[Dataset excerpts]

════════════════════

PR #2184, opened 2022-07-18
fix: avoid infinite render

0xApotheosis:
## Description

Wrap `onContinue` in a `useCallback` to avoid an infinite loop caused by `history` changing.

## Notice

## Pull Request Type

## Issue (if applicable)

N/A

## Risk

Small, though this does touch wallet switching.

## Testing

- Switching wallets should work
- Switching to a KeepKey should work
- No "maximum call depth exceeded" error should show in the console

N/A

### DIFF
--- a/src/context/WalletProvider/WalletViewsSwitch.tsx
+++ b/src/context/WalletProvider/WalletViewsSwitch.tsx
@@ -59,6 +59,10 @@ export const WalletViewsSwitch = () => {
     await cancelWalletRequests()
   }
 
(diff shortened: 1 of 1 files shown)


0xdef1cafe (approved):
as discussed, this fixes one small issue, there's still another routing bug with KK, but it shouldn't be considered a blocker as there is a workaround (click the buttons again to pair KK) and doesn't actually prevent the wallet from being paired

════════════════════

→ **What is needed**: Copy each record above so that no word or mark differs.

→ **Answer area**:
PR #2184, opened 2022-07-18
fix: avoid infinite render

0xApotheosis:
## Description

Wrap `onContinue` in a `useCallback` to avoid an infinite loop caused by `history` changing.

## Notice

## Pull Request Type

## Issue (if applicable)

N/A

## Risk

Small, though this does touch wallet switching.

## Testing

- Switching wallets should work
- Switching to a KeepKey should work
- No "maximum call depth exceeded" error should show in the console

N/A

### DIFF
--- a/src/context/WalletProvider/WalletViewsSwitch.tsx
+++ b/src/context/WalletProvider/WalletViewsSwitch.tsx
@@ -59,6 +59,10 @@ export const WalletViewsSwitch = () => {
     await cancelWalletRequests()
   }
 
(diff shortened: 1 of 1 files shown)


0xdef1cafe (approved):
as discussed, this fixes one small issue, there's still another routing bug with KK, but it shouldn't be considered a blocker as there is a workaround (click the buttons again to pair KK) and doesn't actually prevent the wallet from being paired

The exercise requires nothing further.